Analyst Comment6 Mar 2025 11:21
Angus Energy* (ANGS LN) 0.289p, Market Cap £13m: Upcoming catalysts expected to boost cash flow
• Angus reported FY24 results for the 12M ended September 30, with a ~10% y/y increase in oil and gas production generating £21.8m revenue and £10.8m EBITDA to end the period with £19.1m net debt.
• The Company reported a FY24 loss of £4.3m, which included the impact of legacy hedging and a non-cash impairment of £4.8m for the Brockham oil field (80% WI) due to lower-than-expected production rates.
• Work on the installation of the booster compressor is progressing with commissioning expected in late-March, which is expected to boost production and prolong the life of the onshore UK Saltfleetby Field (100% WI).
• The Company anticipates that the roll-off at end-June of historic hedges, set at less than 50% of current spot gas prices, will lead to a substantial improvement in cashflow and overall profits going forwards.
A significant year for Angus, which successfully refinanced the Company’s debt and achieved steady production at the flagship Saltfleetby gas field, as well as restarting production from the Brockham oil field.

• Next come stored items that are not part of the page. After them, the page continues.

PR #2254, opened 2019-10-14
Remove lockless queue implementation

radhikaj:
This PR: https://github.com/openenclave/openenclave/pull/1838/commits added the lockless queue intended to be used for the switchless features. Our current switchless ocalls dont need this queue. Removing it for the time being. We can re-introduce it as needed later.


radhikaj:
> #1838 also added tests/lockless_queue/enc folder with two files that are not reverted as part of this changeset (although they are rendered inert). Can you make sure they are removed as well?

Thanks @CodeMonkeyLeet . I have removed tests/lockless_queue/enc

radhikaj:
Thanks. I squashed the commits.

PR #2261, opened 2019-10-17
Update packaging build for HAS_QUOTE_PROVIDER

johnkord:
We missed just one USE_LIBSGX reference :) This should finish them off! grep returns nothing else for USE_LIBSGX at least!


johnkord:
Thanks all!

bors r+

PR #947, opened 2023-11-21
Maintenance/remove sacred

RuanJohn:
## What?
Removes sacred from Mava
## Why?
It is much cleaner to only use Hydra.  
## Extra
We will add a custom JSON logger in the future which will better support using `marl-eval`.


mava/systems/ff_ippo_rware.py
```diff
@@ -488,11 +485,11 @@ def learner_setup(
     return learn, actor_network, init_learner_state
 
 
-def run_experiment(_run: run.Run, _config: Dict, _log: SacredLogger) -> None:
+def run_experiment(_config: Dict) -> None:
```
sash-a, line 488: Made this method much cleaner!

mava/utils/logger_tools.py
```diff
@@ -13,34 +13,28 @@
...
-        self.console_logger = console_logger
+        self.cfg = cfg
+        self.console_logger = get_python_logger()
 
         self.use_tb = False
-        self.use_sacred = False
-
-        # defaultdict is used to overcome the problem of missing keys when logging to sacred.
-        self.stats: Dict[str, List[Tuple[int, float]]] = defaultdict(lambda: [])
+        self.use_neptune = False
```
sash-a, line 37: Why not grab `use_tb` and `use_neptune` from the config and set it here, then we don't even need to store the config

sash-a (changes requested):
Minor issue, just move the logger setup into the `__init__`

mava/systems/ff_ippo_rware.py
```diff
@@ -621,11 +618,8 @@ def hydra_entry_point(cfg: DictConfig) -> None:
     # Convert config to python dict.
     cfg: Dict = OmegaConf.to_container(cfg, resolve=True)
```
OmaymaMahjoub, line 619: I think we don't need this anymore

sash-a (changes requested):
Very minor things, very happy with this!

mava/utils/logger_tools.py
```diff
@@ -100,48 +83,16 @@ def get_python_logger() -> logging.Logger:
...
-    name = cfg["logger"]["kwargs"]["name"]
     tags = cfg["logger"]["kwargs"]["neptune_tag"]
     project = cfg["logger"]["kwargs"]["neptune_project"]
 
-    run = neptune.init_run(name=name, project=project, tags=tags)
+    run = neptune.init_run(project=project, tags=tags)
 
-    del cfg["logger"]["kwargs"]["neptune_tag"]  # neptune doesn't want lists in run params
-    run["params"] = cfg
+    run["params"] = stringify_unsupported(cfg)
```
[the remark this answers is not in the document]
RuanJohn: For sure, let's set it to config.

sash-a (approved):
Great changes :fire:

mava/systems/ff_ippo_rware.py
RuanJohn: I agree that we should definitely move from a dict to the default `hydra` `.` syntax but this will take quite a bit of admin since all of Mava expects dicts at the moment. Can we make a maintenance issue for updating to this later on?

RuanJohn: I made [this issue](https://github.com/instadeepai/Mava/issues/949) so that we can address this in the future.

OmaymaMahjoub: Sounds great!

OmaymaMahjoub (approved):
:1st_place_medal:

PR #948, opened 2023-11-21
feat: general wrapper framework

sash-a:
## What?
General observation and example rware wrapper which makes it easy to support more jumanji envs in the future :eyes: 
## Why?
To support more jumanji envs
## How?
Create an observation type with known fields. Wrap all new envs so that they return this observation type instead of their own custom observation.

### DIFF
--- a/mava/systems/rec_ippo_rware.py
+++ b/mava/systems/rec_ippo_rware.py
@@ -48,10 +48,11 @@ from mava.types import (
     RecActorApply,
     RecCriticApply,
     RNNLearnerState,
+    RnnObservation,
 )
 from mava.utils.logger_tools import get_sacred_exp
 from mava.utils.timing_utils import TimeIt
-from mava.wrappers.jumanji import AgentIDWrapper, LogWrapper, RwareMultiAgentWrapper
+from mava.wrappers.jumanji import AgentIDWrapper, LogWrapper, RwareWrapper
 
 
 class ScannedRNN(nn.Module):
@@ -91,7 +92,7 @@ class Actor(nn.Module):
     def __call__(
         self,
         policy_hidden_state: chex.Array,
-        observation_done: Tuple[chex.Array, chex.Array],
+        observation_done: RnnObservation,
     ) -> Tuple[chex.Array, distrax.Categorical]:
         """Forward pass."""
         observation, done = observation_done
@@ -130,7 +131,7 @@ class Critic(nn.Module):
     def __call__(
         self,
         critic_hidden_state: Tuple[chex.Array, chex.Array],
-        observation_done: Tuple[chex.Array, chex.Array],
+        observation_done: RnnObservation,
     ) -> Tuple[chex.Array, chex.Array]:
         """Forward pass."""
         observation, done = observation_done
@@ -677,14 +678,14 @@ def run_experiment(_run: run.Run, _config: Dict, _log: SacredLogger) -> None:
     # Create envs
     generator = RandomGenerator(**config["rware_scenario"]["task_config"])
     env = jumanji.make(config["env_name"], generator=generator)
-    env = RwareMultiAgentWrapper(env)
+    env = RwareWrapper(env)
     # Add agent id to observation.
     if config["add_agent_id"]:
         env = AgentIDWrapper(env)
     env = AutoResetWrapper(env)
     env = LogWrapper(env)
     eval_env = jumanji.make(config["env_name"], generator=generator)
-    eval_env = RwareMultiAgentWrapper(eval_env)
+    eval_env = RwareWrapper(eval_env)
     if config["add_agent_id"]:
         eval_env = AgentIDWrapper(eval_env)
 
--- a/mava/systems/rec_mappo_rware.py
+++ b/mava/systems/rec_mappo_rware.py
@@ -48,14 +48,16 @@ from mava.types import (
     RecActorApply,
     RecCriticApply,
     RNNLearnerState,
+    RnnObservation,
 )
 from mava.utils.logger_tools import get_sacred_exp
 from mava.utils.timing_utils import TimeIt
 from mava.wrappers.jumanji import (
     AgentIDWrapper,
+    GlobalStateWrapper,
     LogWrapper,
     ObservationGlobalState,
-    RwareMultiAgentWithGlobalStateWrapper,
+    RwareWrapper,
 )
 
 
@@ -96,7 +98,7 @@ class Actor(nn.Module):
     def __call__(
         self,
         policy_hidden_state: chex.Array,
-        observation_done: Tuple[chex.Array, chex.Array],
+        observation_done: RnnObservation,
     ) -> Tuple[chex.Array, distrax.Categorical]:
         """Forward pass."""
         observation, done = observation_done
@@ -135,7 +137,7 @@ class Critic(nn.Module):
     def __call__(
         self,
         critic_hidden_state: Tuple[chex.Array, chex.Array],
-        observation_done: Tuple[chex.Array, chex.Array],
+        observation_done: RnnObservation,
     ) -> Tuple[chex.Array, chex.Array]:
         """Forward pass."""
         observation, done = observation_done
@@ -686,14 +688,14 @@ def run_experiment(_run: run.Run, _config: Dict, _log: SacredLogger) -> None:
     # Create envs
     generator = RandomGenerator(**config["rware_scenario"]["task_config"])
     env = jumanji.make(config["env_name"], generator=generator)
-    env = RwareMultiAgentWithGlobalStateWrapper(env)
+    env = GlobalStateWrapper(RwareWrapper(env))
     # Add agent id to observation.
     if config["add_agent_id"]:
         env = AgentIDWrapper(env=env, has_global_state=True)
     env = AutoResetWrapper(env)
     env = LogWrapper(env)
     eval_env = jumanji.make(config["env_name"], generator=generator)
-    eval_env = RwareMultiAgentWithGlobalStateWrapper(eval_env)
+    eval_env = GlobalStateWrapper(RwareWrapper(env))
     if config["add_agent_id"]:
         eval_env = AgentIDWrapper(env=eval_env, has_global_state=True)
 
--- a/mava/systems/rec_mappo_rware.py
+++ b/mava/systems/rec_mappo_rware.py
@@ -695,7 +695,7 @@ def run_experiment(_run: run.Run, _config: Dict, _log: SacredLogger) -> None:
     env = AutoResetWrapper(env)
     env = LogWrapper(env)
     eval_env = jumanji.make(config["env_name"], generator=generator)
-    eval_env = GlobalStateWrapper(RwareWrapper(env))
+    eval_env = GlobalStateWrapper(RwareWrapper(eval_env))
     if config["add_agent_id"]:
         eval_env = AgentIDWrapper(env=eval_env, has_global_state=True)
 
--- a/mava/types.py
+++ b/mava/types.py
@@ -21,16 +21,21 @@ from jumanji.types import TimeStep
 from optax._src.base import OptState
 from typing_extensions import NamedTuple, TypeAlias
 
-from mava.wrappers.jumanji import LogEnvState
-
 Action: TypeAlias = chex.Array
 Value: TypeAlias = chex.Array
 Done: TypeAlias = chex.Array
 HiddenState: TypeAlias = chex.Array
 
-# Can't know the exact type of State or Timestep.
+# Can't know the exact type of State.
 State: TypeAlias = Any
-Observation: TypeAlias = Any
+
+
+class Observation(NamedTuple):
+    agents_view: chex.Array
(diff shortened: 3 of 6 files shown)


mava/systems/rec_ippo_rware.py
```diff
@@ -48,10 +48,11 @@
     RecActorApply,
     RecCriticApply,
     RNNLearnerState,
+    RnnObservation,
```
OmaymaMahjoub, line 51: just for consistency can you name it RNNObservation or RecObservation 😅

mava/types.py
```diff
@@ -21,17 +21,58 @@
...
-Observation: TypeAlias = Any
+
+
+class Observation(NamedTuple):
+    agents_view: chex.Array
+    action_mask: chex.Array
+    step_count: chex.Numeric
+
+
+class ObservationGlobalState(NamedTuple):
```
sash-a, line 44: I really like that you moved this into here :+1:

mava/types.py
```diff
@@ -21,17 +21,58 @@
...
+    env_state: State
+    episode_returns: chex.Numeric
+    episode_lengths: chex.Numeric
+    # Information about the episode return and length for logging purposes.
+    episode_return_info: chex.Numeric
+    episode_length_info: chex.Numeric
+
+
 RnnObservation: TypeAlias = Tuple[Observation, Done]
+RnnGlobalObservation: TypeAlias = Tuple[ObservationGlobalState, Done]
```
sash-a, line 75: :fire:

mava/wrappers/jumanji.py
```diff
@@ -169,28 +136,34 @@ def observation_spec(self) -> specs.Spec[Observation]:
...
+    def modify_timestep(self, timestep: TimeStep) -> TimeStep[Observation]:
+        n_agents = self._env.num_agents
+        observation = Observation(
             agents_view=timestep.observation.agents_view,
             action_mask=timestep.observation.action_mask,
-            step_count=jnp.repeat(timestep.observation.step_count, self._env.num_agents),
+            step_count=jnp.repeat(timestep.observation.step_count, n_agents),
         )
-        return state, timestep
+        shared_reward = jnp.sum(timestep.reward)
```
sash-a, line 153: Do we need this? I think separate rewards for each agent is a good thing allows them to learn independently

mava/types.py
```diff
@@ -21,17 +21,58 @@
...
 Done: TypeAlias = chex.Array
 HiddenState: TypeAlias = chex.Array
-
-# Can't know the exact type of State or Timestep.
+# Can't know the exact type of State.
 State: TypeAlias = Any
-Observation: TypeAlias = Any
+
+
+class Observation(NamedTuple):
```
sash-a, line 38: Could we take the docs from `ObservationGlobalState` and put them here and then only put the `global_state` doc in the observation global state.
```suggestion
class Observation(NamedTuple):
"""The observation that the agents see. Used for all decentralized systems.

    agents_view: the array that is passed to the networks during acting and learning.
    action_mask: boolean array specifying, for each agent, which action is legal.
    step_count: the number of steps elapsed since the beginning of the episode.
```

mava/types.py
```diff
@@ -21,17 +21,58 @@
...
+    """The observation that the agent sees.
+    agents_view: the agents' view of other agents and shelves within their
+        sensor range. The number of features in the observation array
+        depends on the sensor range of the agent.
+    action_mask: boolean array specifying, for each agent, which action
+        (up, right, down, left) is legal.
+    global_state: the global state of the environment, which is the
+        concatenation of the agents' views.
+    step_count: the number of steps elapsed since the beginning of the episode.
+    """
```
sash-a, line 54: Note you may have to run pre-commit after adding this as I'm not sure about line lenghts

```suggestion
    """The observation that the agents see. Used in centralized systems.
    
    Same as `Observation` except it adds a `global_state` attribute for centralized training.
  
    global_state: the global state of the environment. (Often is concatenation of the agents' views.)
    """
```

sash-a (commented):
I can't approve :cry: but I am happy with this, just one question about the shared reward and a minor docstring thing

sash-a:
Just for bookkeeping #951 was discovered in this PR, but we're deciding to fix it in a separate PR so we can get this one in ASAP.

mava/configs/system/ff_ippo.yaml
```diff
@@ -1,6 +1,6 @@
 # --- Defaults FF-IPPO ---
 
-num_updates: 1000 # Number of updates
+num_updates: 10000 # Number of updates
```
OmaymaMahjoub, line 3: can you reset it to 1000

mava/wrappers/jumanji.py
OmaymaMahjoub: I think we need to add it as a feature in the systems files instead of the wrapper, what do you think?

WiemKhlifi: Oh it's a mistake I added that to test the LBF environment I'll remove it and add this in the LBF wrapper :+1:.
For the idea of using separate rewards or the shared in LBF, we can use a flag as Omayma mentioned that will be helpful in future to test networks with non-shared parameters :crossed_fingers:

mava/configs/system/ff_ippo.yaml
WiemKhlifi: Sure!

OmaymaMahjoub (changes requested):
Can we add a feature called `use_team_reward` as we need it for a fair comparison between our work and existing works that rely on giving the agents the same reward measured by `mean(timestep.reward)`

WiemKhlifi:
I made all the necessary changes in this PR #952, just to make this PR smaller.
> Can we add a feature called `use_team_reward` as we need it for a fair comparison between our work and existing works that rely on giving the agents the same reward measured by `mean(timestep.reward)`

mava/evaluator.py
```diff
@@ -105,7 +105,9 @@ def evaluator_fn(trained_params: FrozenDict, rng: chex.PRNGKey) -> ExperimentOut
         # Add dimension to pmap over.
         step_rngs = jnp.stack(step_rngs).reshape(eval_batch, -1)
 
-        eval_state = EvalState(step_rngs, env_states, timesteps, 0, 0.0)
+        eval_state = EvalState(
+            step_rngs, env_states, timesteps, 0, jnp.zeros_like(timesteps.reward)
```
RuanJohn, line 109: Is this so that we can support team and individual rewards?

mava/systems/rec_ippo_rware.py
```diff
@@ -89,7 +90,7 @@ class Actor(nn.Module):
     def __call__(
         self,
         policy_hidden_state: chex.Array,
-        observation_done: Tuple[chex.Array, chex.Array],
+        observation_done: RnnObservation,
```
RuanJohn, line 93: SImilarly here. We should please go for `RNN` then instead of `Rnn`

mava/systems/rec_mappo_rware.py
```diff
@@ -42,18 +42,20 @@
     ExperimentOutput,
     HiddenStates,
     LearnerFn,
+    ObservationGlobalState,
     OptStates,
     Params,
     PPOTransition,
     RecActorApply,
     RecCriticApply,
+    RnnGlobalObservation,
```
RuanJohn, line 51: Same as above

mava/types.py
```diff
@@ -21,17 +21,60 @@
...
-
-# Can't know the exact type of State or Timestep.
+# Can't know the exact type of State.
 State: TypeAlias = Any
-Observation: TypeAlias = Any
+
+
+class Observation(NamedTuple):
+    """The observation that the agent sees.
+    agents_view: the agents' view of other agents and shelves within their
```
RuanJohn, line 40: Since we want this to be general the docstring should reflect this please. This docstring looks like it is rware specific.

mava/types.py
```diff
@@ -21,17 +21,60 @@
...
+        sensor range. The number of features in the observation array
+        depends on the sensor range of the agent.
+    action_mask: boolean array specifying, for each agent, which action is legal.
+    step_count: the number of steps elapsed since the beginning of the episode.
+    """
+
+    agents_view: chex.Array
```
RuanJohn, line 47: Also for consistency, can we please have shape comments here as well like below.

mava/types.py
```diff
@@ -21,17 +21,60 @@
...
+    action_mask: chex.Array
+    step_count: chex.Numeric
+
+
+class ObservationGlobalState(NamedTuple):
+    """The observation seen by agents in centralized systems.
```
RuanJohn, line 53:
```suggestion
    """The observation seen by agents in centralised systems.
```

mava/types.py
```diff
@@ -21,17 +21,60 @@
...
+    Extends `Observation` by adding a `global_state` attribute for centralized training.
```
RuanJohn, line 54:
```suggestion
    Extends `Observation` by adding a `global_state` attribute for centralised training.
```

mava/wrappers/jumanji.py
```diff
@@ -93,6 +60,46 @@ def step(
         return state, timestep
 
 
+class RwareWrapper(Wrapper):
```
RuanJohn, line 63: I really like this!!

mava/wrappers/jumanji.py
```diff
@@ -169,102 +178,52 @@ def observation_spec(self) -> specs.Spec[Observation]:
...
-            [0] * self._env.num_agents,
-            [self._env.time_limit] * self._env.num_agents,
-            "step_count",
-        )
-        return self._env.observation_spec().replace(step_count=step_count)
-
-
-class RwareMultiAgentWithGlobalStateWrapper(Wrapper):
-    """Multi-agent wrapper for the Robotic Warehouse environment.
+class GlobalStateWrapper(Wrapper):
```
RuanJohn, line 181: I wonder if we shouldn't have a `wrapper/mava.py` file that includes the more general wrappers like the agent IDs and the global state wrappers? Since I foresee us reusing these for any env we wrap.

RuanJohn (changes requested):
Thank you for all the work! Super nice changes! Just some minor comments and suggestions here and there.

mava/systems/rec_ippo_rware.py
WiemKhlifi: I think RecObservation may be better if you agree on this I'll change it 👌

mava/evaluator.py
WiemKhlifi: Actually, this was changed because we removed the reshaping of the reward outside of the system here [https://github.com/instadeepai/Mava/blob/7e500aaa2c657ce818689c589020f39284391da4/mava/systems/ff_ippo_rware.py#L152] and added it the wrapper in the modify_timesteps [https://github.com/instadeepai/Mava/blob/7e500aaa2c657ce818689c589020f39284391da4/mava/wrappers/jumanji.py#L77C6-L77C6] so that in future we can use the same system.

mava/types.py
WiemKhlifi: I missed it thank you Ruan I changed it! 🙏

mava/types.py
WiemKhlifi: Sure!

mava/wrappers/jumanji.py
WiemKhlifi: I really like this idea 🔥 ! We can name the file mava.py (like jumanji.py, gym.py ...) and then we change and adjust the environments wrapper separately 🙌

mava/types.py
```diff
@@ -21,17 +21,60 @@
...
-# Can't know the exact type of State or Timestep.
+# Can't know the exact type of State.
 State: TypeAlias = Any
-Observation: TypeAlias = Any
-RnnObservation: TypeAlias = Tuple[Observation, Done]
+
+
+class Observation(NamedTuple):
+    """The observation that the agent sees.
+    agents_view: the agents' view of other agents and items within their
```
RuanJohn, line 40: Maybe a simpler docstring here is to just say `the agent's view of the environment.`

mava/wrappers/jumanji.py
RuanJohn: @sash-a, keen to hear your thoughts here? I think we should everything jumanji specific in this jumanji file and move general wrappers to another file. Calling the file `mava.py` is a bit misleading since Mava isn't an environment. My suggestion is to call it `shared.py` since it will be wrappers shared between envs.

mava/types.py
WiemKhlifi: Thanks for suggesting this I'll change it 🙌

RuanJohn (approved):
Thank you @WiemKhlifi and @sash-a :fire:

mava/wrappers/jumanji.py
RuanJohn: I think that is okay, since the base Mava API is an extension of the Jumanji API. Thank you for the changes :raised_hands:

OmaymaMahjoub (approved):
Thanks @WiemKhlifi  and @sash-a  :fire:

The Company looks forward to the benefit of substantially higher free cashflows in 2H25 and following commissioning of the booster compressor will turn its intentions to drilling a fourth well at Saltfleetby to increase production.
Management is focused on maximising production from its existing reserves, maturing its gas storage project and advancing key development projects by expanding the Company’s footprint outside of the UK.
To this end, Angus commented it has created a strong team to look at inorganic opportunities that is in the process of identifying targets, mergers and development candidates.